PR #120, opened 2017-09-17
Correct MPI exchange pattern of J and rho

RemiLehe:
This pull request modifies the branch `mpi_refactor`:

- During the diagnostics, it takes into account the fact that `rho` is never exchanged during the PIC loop.
- It corrects the exchange of J in the case where correct_currents is False (In the previous version, J was not exchange in this case, whereas it should, for the purpose of pushing the Maxwell equations)
- It prevents the use of `use_true_rho` with MPI.

### DIFF
--- a/docs/source/example_input/boosted_frame_script.py
+++ b/docs/source/example_input/boosted_frame_script.py
@@ -189,5 +189,5 @@ if __name__ == '__main__':
                     ]
 
     ### Run the simulation
-    sim.step( N_step, use_true_rho=True )
+    sim.step( N_step )
     print('')
--- a/fbpic/main.py
+++ b/fbpic/main.py
@@ -286,7 +286,7 @@ class Simulation(object):
             Whether to correct the divergence of E in spectral space
 
         use_true_rho: bool, optional
-            Wether to use the true rho deposited on the grid for the
+            Whether to use the true rho deposited on the grid for the
             field push or not. (requires initialize_ions = True)
 
         move_positions: bool, optional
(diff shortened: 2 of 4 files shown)


MKirchen:
Thanks for the fixes! Although the new PIC loop is not the most elegant solution (would have been nicer if we would not need to forbid use_true_rho & correct_divE with MPI), i can't think of any better solution at the moment that doesn't come with a lot more computational costs.

Still, after looking at the code, I have some more suggestions:

- Could you raise an error if someone tries to use correct_divE with MPI? (as you already mentioned on Slack)

- Could you also add an MPI exchange of rho after finalizing the loop. Thereby, at the end of the loop  rho and J are both consistent (i.e. filtered and exchanged).
```
        # Finalize PIC loop
        # Get the charge density and the current from spectral space.
        fld.spect2interp('J')
        fld.spect2interp('rho_prev')
        self.comm.exchange_fields(self.fld.interp, 'rho', 'add')
```

Another possible change, which might make the code a little bit more clean and easier to understand, would be the following...
```
            # Get the charge density at t = (n+1) dt
            self.deposit('rho_next')
            # Correct the currents (requires rho at t = (n+1) dt )
            if correct_currents:
                fld.correct_currents()
            # Exchange the (corrected) currents between MPI domains
            if self.comm.size > 1:
                fld.spect2interp('J')
                self.comm.exchange_fields(fld.interp, 'J', 'add')
                fld.interp2spect('J')
```
...while reverting again the changes that you did to the deposit function (i.e. NOT exchanging the current in this function).

This change would add computational costs in case one uses MPI without current correction (because of the additional spect2interp / interp2spect). However, in the future I think the most consistent way to use the code is with current correction always on. Therefore, I think we can accept that if we turn the current correction off, we have some small overhead.

You can decide what you prefer.

RemiLehe:
Thanks for your suggestions. I implemented the additional check with `div E` and the final exchange of `rho`. 

Regarding your suggestion on the exchange of J: I agree it would simplify a code significantly, which would be great. However, I think that the computational savings that we get in the case `correct_current=False` (i.e. saving a forward and a backward **vector** spectral transform) are not entirely negligible. Therefore, I would prefer (at least for now) to keep it, if it's okay.

MKirchen:
Okay!

PR #121, opened 2017-09-17
Avoid the notation [::-1]

RemiLehe:
This is more of a suggestion: should we replace the structure `[::-1][...][::-1]` by a single indexing operation (see the code) ?

The new code feels more concise and easier to understand, to me. But it is also a matter of personal preference.

@MKirchen : Feel free to reject this PR if you disagree.


RemiLehe:
Reopening this branch, after off-line discussion with @MKirchen

PR #123, opened 2017-09-20
Recomend numba 0.34 in documentation

RemiLehe:
With the current dev branch, if someone tries to install FBPIC according to the documentation, they will get runtime errors because they will have numba 0.35 by default, which fails with FBPIC when trying to use threading.

This PR corrects the documentation accordingly.


MKirchen:
Approved

RemiLehe:
Thanks :)

PR #298, opened 2018-10-10
[WIP] Load balance simulation box with damp cells

RemiLehe:


RemiLehe:
This expected to give better performance, but did not in practice.

PR #299, opened 2018-10-15
Fix precision limitation for flattened gaussian

soerenjalas:
When using the flattened Gaussian profile with very high orders (~200) the class is returning nan as the E field. This is because the method runs into machine precision problems. This PR fixes the problem by slightly changing the order of calculations.


RemiLehe:
Great! Thanks for fixing this.

PR #300, opened 2018-10-17
Add injection area to damping region

MKirchen:
Fix a bug when the damping region is not entirely filled with plasma after exchange_period steps.

Before this PR, new particles where added only in the physical domain + ~ exchange_period cells ahead of the physical domain. Thus not the entire damping region was filled with plasma. In some cases, non-zero fields can appear in the damping region which can interact with particles injected at different times, causing weird oscillations in e.g. the charge density.

This PR changes this by adding new particles up to the physical domain + the damping region + an additional injection area with n_inject cells. A new parameter n_inject has been added to the Simulation object and the BoundaryCommunicator. It can be set manually but defaults to n_guard/2. It is considered to be part of the damping region.

With the new injection area, particles will never be injected in the guard region and it is ensured that newly added particles do not see any fields as they are injected only in the injection area.

In addition, the pure damping region has been changed to 50:50 (damping_function:no_damping) compared to 33:66 before.

### DIFF
--- a/fbpic/main.py
+++ b/fbpic/main.py
@@ -49,7 +49,7 @@ class Simulation(object):
                  n_order=-1, dens_func=None, filter_currents=True,
                  v_comoving=None, use_galilean=True,
                  initialize_ions=False, use_cuda=False,
-                 n_guard=None, n_damp=64, exchange_period=None,
+                 n_guard=None, n_damp=64, n_inject=None, exchange_period=None,
                  current_correction='curl-free', boundaries='periodic',
                  gamma_boost=None, use_all_mpi_ranks=True,
                  particle_shape='linear', verbose_level=1 ):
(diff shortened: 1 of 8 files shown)


fbpic/main.py
```diff
@@ -49,7 +49,7 @@ def __init__(self, Nz, zmax, Nr, rmax, Nm, dt,
                  n_order=-1, dens_func=None, filter_currents=True,
                  v_comoving=None, use_galilean=True,
                  initialize_ions=False, use_cuda=False,
-                 n_guard=None, n_damp=64, exchange_period=None,
+                 n_guard=None, n_damp=64, n_inject=None, exchange_period=None,
```
RemiLehe: I am wondering whether this parameter should be exposed in the API of the `Simulation` object. 
I think that it might confuse the users to have too many parameters (e.g. in the automatic documentation), and I think that there would very rarely be a case where we might want to change `n_inject`. 
@MKirchen What do you think about dropping this argument and always use the default number for `n_inject` (`n_guard/2`)

MKirchen: Hey, that was my initial plan, but then I decided to explicitly add it to the Simulation object so that the user always has full control of the total number of cells if he wants (or at least can deduce from the parameters of the Simulation object what the total or local number of cells will be). Also if someone decides to use a custom exchange_period, he might want to use a custom number of injection cells as well. However, I do not have a strong opinion on this. I can also remove the parameter from the Simulation object.

PR #301, opened 2018-10-18
[WIP] Fix injection bug by restricting field gathering in the right damping region

MKirchen:
This PR limits the gathering of the fields onto the Particles to the physical domain at the right boundary of the global simulation box. 

Now particles are only injected in the damping region at the right side of the box and it is additionally made sure that the damping region is large enough such that no particles get injected in the guard region.

By not gathering the fields onto the particles in the damping region, problems caused by injecting particles in batches at different iterations and positions in the damping region should be resolved.

(Still needs testing)


MKirchen:
This was redone differently in PR #300

PR #302, opened 2018-10-19
Correct Gouy phase of Laguerre-Gaussian modes

RemiLehe:
In the implementation of the Laguerre-Gaussian modes, the sign of the Gouy phase is incorrect. 

This was not detected previously, because the phase is not checked in the automated tests. 

This bug does affect the flattened Laguerre-Gauss profile, because the relative phase of the different Laguerre-Gauss modes that compose the pulse is then incorrect and produces the wrong overall profile. This was again not detected by the automated tests because they only initialized the flattened Gaussian at focus, where the Gouy phase is 0. Therefore, this pull request also modifies the flattened Gaussian test, so as to initialize the pulse away from focus. With the current `dev` branch, this test fails, but with the correction of this PR, it passes.


MKirchen:
Thanks for the fix!

soerenjalas:
Thanks a lot!

PR #303, opened 2018-10-20
[WIP] Prevent gathering of the fields outside of the physical box

RemiLehe:
As discussed offline with @MKirchen, particles should not gather fields from outside of the box (e.g. from the damp cells). This can especially influence the continuously-injected particles, before they enter the box.

This PR prevents the particles from gathering outside of the physical box.


RemiLehe:
The problem that this PR tries to fix has been fixed by PR #300

PR #305, opened 2018-10-26
Close #304: Allow changing checkpoint saving folder

### LINKED ISSUE #304: Allow changing checkpoint saving folder
Hey, 

Currently, it is possible to change the output folder of normal diagnostics, which is incredibly useful to perform parameter scans within one run script. However, it would be good if one could also set the checkpoint folder. Currently, if one tries to run another simulation in the same runscript with a different resolution, an error about sizes not matching will be given once a checkpoint is about to be written.

I assume this would involve not massive changes in the checkpoint_restart.py file?

Cheers,
Kris

RemiLehe:
This PR adds an optional argument for the functions that write and read the checkpoints. The optional argument points to the path where the checkpoints should be stored.

I also modified the automated tests in order to have them test that new functionality.


MKirchen:
Great as always 👍

PR #309, opened 2018-11-09
Fix parallel laser deposition

RemiLehe:
When the laser antenna crosses the boundary between 2 MPI procs, the current correction gets crazy. This is because rho^{n} is deposited on one MPI rank and rho^{n+1} is deposited on the other MPI rank.

In order to avoid this problem, this PR adds a flag that controls whether the antenna deposits on the current MPI proc (reminder: all MPI rank have a copy of the virtual particles of the antenna ; unlike the actual physical macroparticles).
This flag can only be changed at the beginning of a PIC iteration (i.e. at the same time as we exchange the physical particles between MPI ranks). That way, rho^n and rho^{n+1} are always deposited on the same MPI rank.

For instance, here is the Ez field of an injected laser, around the time when the antenna crosses the boundary between the 2 MPI ranks (red line) ; the current correction is the `cross-deposition`, which should be local ;  the laser is only emitted on the right-hand side because this is a boosted-frame simulation and the antenna is moving close to the speed of light (to the left). The upper plot is the current `dev` branch (unphysical fields in the left hand side) while the bottom plot is this PR:
deposition

### DIFF
--- a/fbpic/lpa_utils/laser/antenna_injection.py
+++ b/fbpic/lpa_utils/laser/antenna_injection.py
@@ -156,6 +156,10 @@ class LaserAntenna( object ):
         elif v_antenna != 0:
             self.vz += v_antenna
 
+        # Register whether the antenna deposits on the local domain
+        # (gets updated by `update_current_rank`)
+        self.deposit_on_this_rank = False
+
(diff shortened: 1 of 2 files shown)


MKirchen:
Thanks for fixing this!

PR #310, opened 2018-11-19
Fix continuous injection of plasma when no plasma is originally in the box

RemiLehe:
PR #300 introduced a small bug in the continuous injection routines: when there is no plasma in the box at t=0, the new plasma will only start being injected *after* the damp cells and injection cells, instead of being injected immediately after the end of the physical domain. As a result, simulations typically feature an absence of plasma in the first microns of the simulation.

This PR fixes the bug.
In addition, it adds an automated test to catch similar errors in the future (up to now, the automated tests only checked cases where there is some plasma at t=0 in the box). I also refactored a bit the continous injection test, in order to avoid code duplication.

### DIFF
--- a/fbpic/particles/injection/continuous_injection.py
+++ b/fbpic/particles/injection/continuous_injection.py
@@ -74,7 +74,7 @@ class ContinuousInjector( object ):
         dt: float (in s)
             Timestep of the simulation
         """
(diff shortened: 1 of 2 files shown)


MKirchen:
Thanks for finding and fixing this!

PR #311, opened 2018-11-20
Fix Travis CI tests by limiting the number of threads running simultaneously.

RemiLehe:
It seems that something recently changed on Travis CI, and is making the simulations *very slow* when using more than 2 threads simultaneously.

This impacted the tests that use MPI, since we were running 2 MPI with 2 threads each (4 threads total running simultaneously). These tests were taking >5x longer, resulting in a timeout for the Travis build.

This PR fixes the issue by imposing a single thread when running the MPI tests.


MKirchen:
Thanks for fixing this!

PR #314, opened 2018-12-06
Subsampling

omriseemann:
Added "subsampling_fraction" to apply_selection function.
select particles randomly based on on subsampling_fraction.
numpy module.
checked with pep8, pyflakes and tested with setup.py test

### DIFF
--- a/fbpic/openpmd_diag/particle_diag.py
+++ b/fbpic/openpmd_diag/particle_diag.py
@@ -18,7 +18,8 @@ class ParticleDiagnostic(OpenPMDDiagnostic) :
 
     def __init__(self, period, species = {"electrons": None}, comm=None,
         particle_data=["position", "momentum", "weighting"],
-        select=None, write_dir=None, iteration_min=0, iteration_max=np.inf ) :
+        select=None, write_dir=None, iteration_min=0, iteration_max=np.inf, 
+        subsampling_fraction=None ) :
         """
         Initialize the particle diagnostics.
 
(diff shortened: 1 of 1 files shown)


RemiLehe:
Thanks a lot for the PR!

Regarding the API: I see that the user should pass the `subsampling_fraction` in the `select` dictionary. While I agree that this minimizes changes to the code, I also think it would result in a somewhat less consistent API (in the sense that sub-sampling is a somewhat different operation than rule-based selection). 

For this reason, I think I would prefer it if we introduce `subsampling_fraction` as an entirely new argument to `ParticleDiagnostic` (which would be `None` by default). `subsampling_fraction` would then be registered inside the `__init__` function as `self.subsampling_fraction` and used inside `apply_selection` (as a new argument as well). 
In this case, the code that you added would not be under the `if self.select is not None` but inside a new clause `if self.subsampling_fraction is not None`. 

Would you agree with the above changes? If yes, could you modify the PR accordingly?

omriseemann:
yes.

omriseemann:
Hi,
I finished the commit, Changed the code according to the suggestion:
Put new parameter in init function of ParticleDiagnostic
and modified apply_selection accordingly.

test2
test

RemiLehe:
Great, thanks a lot for these changes, and sorry for the late reply (I have been traveling for the last few days).

@MKirchen Do you also agree with this PR? If yes, we can merge.

MKirchen:
Thanks for the PR!

PR #315, opened 2018-12-20
Added more publications to README

MKirchen:
As discussed offline with @RemiLehe, I added additional publications with links to the Readme such that new users can more easily find research papers related to the algorithms of FBPIC. Additionally, we now ask the user to also cite the additional references in their publications if they used the more advanced features of FBPIC.


MKirchen:
Sorry, totally forgot about the index.rst!

I added the changes. Ready to review again. Thanks!

PR #977, opened 2023-05-04
Replace api with implementation on core gradle.build

kukadiajayesh:


PierfrancescoSoffritti:
Hi, thanks for the PR. could you explain why this is needed?

PR #979, opened 2023-05-04
Remove dex count

kukadiajayesh:
https://jitpack.io/com/github/mikashboks/android-youtube-player/12.0.3/build.log

Based on log, this gradle plugin causing build compile error on jitpack.io.

```No matching variant of com.getkeepsafe.dexcount:dexcount-gradle-plugin:4.0.0 was found. The consumer was configured to find a runtime of a library compatible with Java 8, packaged as a jar, and its dependencies declared externally, as well as attribute 'org.gradle.plugin.api-version' with value '7.5'```


PierfrancescoSoffritti:
Hi, thanks for the PR. The multidex and api changes are not related to dex count though. Could you remove those changes from this PR?

PR #996, opened 2023-06-06
NetworkObserver SDK checks inconsistency resolved

maharshpatel247:


PierfrancescoSoffritti:
min API for `unregisterNetworkCallback` is L. Why do you want to use N?

maharshpatel247:
Ohh didn't see that! I just checked the `observeNetwork` function and there was a check for N. SO I just added N check for `destroy`. I will go ahead and change that in `observeNetwork` to L

maharshpatel247:
On further investigation, I found that [registerDefaultNetworkCallback](https://developer.android.com/reference/android/net/ConnectivityManager#registerDefaultNetworkCallback(android.net.ConnectivityManager.NetworkCallback)) has been added in N so while observing there is a check for N so while destroying too we need to check for N even though `unregisterNetworkCallback` is available in L

core/src/main/java/com/pierfrancescosoffritti/androidyoutubeplayer/core/player/utils/NetworkObserver.kt
```diff
@@ -36,7 +36,7 @@ internal class NetworkObserver(private val context: Context) {
 
   /** Stop observing network changes and cleanup */
   fun destroy() {
-    if (Build.VERSION.SDK_INT >= Build.VERSION_CODES.LOLLIPOP) {
+    if (Build.VERSION.SDK_INT >= Build.VERSION_CODES.N) {
```
PierfrancescoSoffritti, line 39: Please add a comment like

```
// Min API for `unregisterNetworkCallback` is L, but we use `registerDefaultNetworkCallback` only for N and above.
```

PierfrancescoSoffritti:
You're right, thanks for finding this!

maharshpatel247:
@PierfrancescoSoffritti Done

core/src/main/java/com/pierfrancescosoffritti/androidyoutubeplayer/core/player/utils/NetworkObserver.kt
maharshpatel247: Done

PierfrancescoSoffritti (approved):

PierfrancescoSoffritti:
Thanks a lot for the help :)

PR #1055, opened 2023-09-14
Fix changed YouTubePlayerSeekBar path in README.md

tahakorkem:
In README.md, YouTubePlayerSeekBar path in XML was wrong. Maybe its path was changed in the library, but README file was not. This PR contains this minor correction.


PierfrancescoSoffritti:
Thanks for the help!

PR #1082, opened 2023-11-26
Failed to load WebView provider: No WebView installed

billdizl:
Failed to load WebView provider: No WebView installed 
 
if the app webview not work (may webview not installed or webview update),have webview exception.
use android-youtube-player lib developer' app will be crash, but we not need this crash . so we need try catch this exception,so Put forward this pr for this lib .
thanks ,@PierfrancescoSoffritti


PierfrancescoSoffritti:
Hi, thanks for the PR.

There are too many changes in this PR, can you please clean it up to only contain the smallest change required?

PR #1120, opened 2024-03-16
fix(core-sample-app): gradle build

ryanleecode:
Loaded up `core-sample-app` in android studio and gradle sync didn't work until i applied these changes.


PierfrancescoSoffritti:
Sorry for getting to this so late. I don't think these changes are necessary, the module seems to build find as it is. Let me know if you think i'm missing something.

What you need to do: In the listing above, find the line with "Fix Travis CI" and the line with "It seems that", then reproduce both and every line between them exactly.

Written response:
Fix Travis CI tests by limiting the number of threads running simultaneously.

RemiLehe:
It seems that something recently changed on Travis CI, and is making the simulations *very slow* when using more than 2 threads simultaneously.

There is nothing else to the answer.